Arafan Diané

No. 14 – Houston Cougars
- Position: Center
- League: Big 12 Conference

Personal information
- Born: 19 November 2007 (age 18)
- Listed height: 7 ft 0 in (2.13 m)
- Listed weight: 280 lb (127 kg)

Career information
- High school: Dynastie Prep (Montreal, Quebec, Canada) Iowa United Prep (Des Moines, Iowa, US)
- College: Houston (2026–present)

Career highlights
- McDonald's All-American (2026); Jordan Brand Classic (2026); Nike Hoop Summit (2026);

= Arafan Diané =

Guinean basketball player (born 2007)

Arafan Diané (born 19 November 2007) is a Guinean college basketball player for the Houston Cougars of the Big 12 Conference.

==Early life==
Diané is from Conakry, Guinea. At age 12, while looking for a football at a local market, he met basketball coach Souleymane Kassé, who saw his potential and suggested he buy a basketball instead after noticing his long limbs. He trained with Kassé for a year before he was recommended to Alex Victor, who ran Dynastie Prep, a prep basketball program in Montreal, Canada. "[Kassé] called us up and he was like, ‘The kid needs to leave. He’s getting better too quick. I really think he needs to leave as soon as possible," recalled Victor. Due to the 2021 military coup, Diané was initially unable to fly out of the country alone. On his 14th birthday, nearly two years later, he took a flight to Canada.

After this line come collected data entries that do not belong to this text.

Issue #220, opened 2020-11-29
Support for django-admin-charts


yswtrue:
When I add django-admin-charts, get this error, when I change jquery-slim to jquery the problem fixed.
```
jquery.js:4055 Uncaught TypeError: $.ajax is not a function
    at loadChart (admin_charts.js:21)
    at HTMLFormElement.loadAnchor (admin_charts.js:45)
    at Function.each (jquery-3.5.1.slim.min.js:2)
    at E.fn.init.each (jquery-3.5.1.slim.min.js:2)
    at HTMLDocument.<anonymous> (admin_charts.js:52)
    at mightThrow (jquery.js:3762)
    at process (jquery.js:3830)
```

farridav:
Curious, I would have thought Django admin charts would ship with its own copy of jQuery used with noConflict.

I swapped ours out for the slim version a little while back,Nas we don't use the full library, and it makes for faster page load.

Perhaps we can remove our copy of jQuery entirely, as the one from Django is new enough to support the plugins we have in use (AFAIK)

Or we can try using noConflict on our jQuery slim lib, which will relinquish the $ and allow Django charts to whatever jQuery is making use of the $ variable

Issue #219, opened 2020-11-22
Some elements need additional styling when a selected theme is a dark one. 


hwalinga:
A continuation of #192 

Some elements aren't proper bootstrap elements and need manual styling when the selected theme is a dark one. 

These elements are:

* The login page: 
  - .login-page, .register-page
  - .login-card-body, .register-card-body
* The "timeline":
  - .timeline > div > .timeline-item
  - .timeline > div > .timeline-item > .time

The last one requires a `color` to be set for the text color, the others just a `background`. 

The header: A simple and clean work-around for this is set `"navbar": "navbar-dark bg-primary"` in the `JAZZMIN_UI_TWEAKS`.

You probably can solve this with just loading like four lines of additional CSS when a dark theme is selected.

farridav:
I was hoping there would be some follow up tweaks for dark mode, and it seems like you have a fairly clear idea of some things that need doing.

Perhaps you can make a PR  instead ?

hwalinga:
I could, but my sense for colors is horrible and I am not a dark theme user. 

But I can make a draft and then you can change the colors to something more pleasing to the dark theme users.

farridav:
Perhaps there are bootstrap classes or changes in the markup that we could make to these elements to help them fall in line with the theme ?

I'll take a look at this too when I can .

hwalinga:
Hmmm... Well I am not very familiar with Bootstrap either...

But let's see what I make of it. I just thought of loading in some custom CSS when the theme is a dark one.

farridav:
Probably no need for a new static file, as we can target themes using CSS selectors, I'll take a look too, I'm quite familiar with bootstrap and adminlte.

Anything that looks out of place, is usually something we can remedy by using the right markup or bootstrap classes .

I'll also take a look at this early next week

PR #221, opened 2020-11-30
Dark theme tweaks, button customisation

farridav:
- Allow changing of button types (outline/solid)
- Add in all languages to test app supported by Django
- fixup login page and timeline boxes so they look better in dark themes
- Add default UI tweaks into test app
- uses djangos copy of jQuery instead of slim (should fix https://github.com/farridav/django-jazzmin/issues/220)

Fixes https://github.com/farridav/django-jazzmin/issues/219


farridav:
@TysonRV do you have capacity to look through this ?

jazzmin/static/jazzmin/js/change_form.js
```diff
@@ -1,4 +1,7 @@
-function fix_selector_height() {
```
farridav, line 1: NO JS changes inside this PR except in jazzmin/static/jazzmin/js/ui-builder.js 

these diffs are just me wrapping everything in a closure, and passing jquery into it

tests/test_app/library/settings.py
```diff
@@ -1,5 +1,6 @@
 import os
 
+from django.conf.global_settings import LANGUAGES as DJANGO_LANGUAGES
```
TysonRV, line 3: Nice one this one!

Issue #225, opened 2020-12-05
Using `HiddenInput` in a custom form does not hide the label


matthewelwell:
When using a custom form on a model admin that overrides a specific field to use a hidden input, the label of that field is not hidden. Here is some basic code to demonstrate the issue: 

```python
# myapp/models.py

from django.db import models


class MyModel(models.Model):
    name = models.CharField(max_length=255)
    active = models.BooleanField()
```

```python
# myapp/forms.py

from django import forms


class MyModelForm(forms.ModelForm):
    active = forms.BooleanField(widget=forms.HiddenInput(), initial=True)
```

```python
# myapp/admin.py

from django.contrib import admin

from .forms import MyModelForm
from .models import MyModel


@admin.register(MyModel)
class MyModelAdmin(admin.ModelAdmin):
    form = MyModelForm
```

What I'd expect to see based on this code is the following:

Diané played at Dynastie Prep in Montreal from 2021 to 2024, initially competing on the MADE Hoops circuit against top prospects like AJ Dybantsa before being moved up to the varsity team the following year. Ahead of his junior season, he transferred to Iowa United Prep in Des Moines, Iowa, a year-round program that played in both high school basketball and the Amateur Athletic Union (AAU) circuit. Diané had a strong showing at the 2025 NBPA Top100 Camp in Rock Hill, South Carolina, where he averaged 13.3 points and 4.9 rebounds per game. That summer, he also earned first-team all-Adidas 3SSSB circuit honors after averaging 16.9 points and a circuit-leading 10.8 rebounds per game. As a senior in 2025–26, Diané led Iowa United during its first season in the Nike EYBL Scholastic conference. He averaged 12 points and a conference-leading 10.2 rebounds per game. Diané was named a first-team All-American by The Sporting News. He was also selected to play in the 2026 McDonald's All-American Game on the West team.

Diané is a consensus four-star recruit, according to major recruiting services. He reduced the list of his college offers down to his top 12 choices in August 2025. The following month, Diané narrowed it down to his top five choices: Arkansas, Houston, Indiana, Kentucky, and Virginia. After taking official visits to all five finalists, he committed to playing college basketball for the Houston Cougars under head coach Kelvin Sampson on 19 November 2025, which was also his 18th birthday.

==National team career==
Diané captained Guinea at the 2023 FIBA U16 African Championship. He helped the team win its first African championship title (at any level), posting 14 points and 11 rebounds in an 84–76 upset win in the final over five-time tournament winners Egypt. Diané averaged 17.4 points and a tournament-leading 17.3 rebounds per game, registering seven double-doubles in as many games, and subsequently earned tournament All-Star Five honors. Standing at 2.03 m, he was dubbed "Baby Shaq" by FIBA.com.

The following year, Diané represented Guinea at the 2024 FIBA Under-17 World Cup. He averaged 19.1 points and a tournament-leading 11.7 rebounds per game, posting six double-doubles in seven games.

==Personal life==
Diané speaks six languages, including English and French.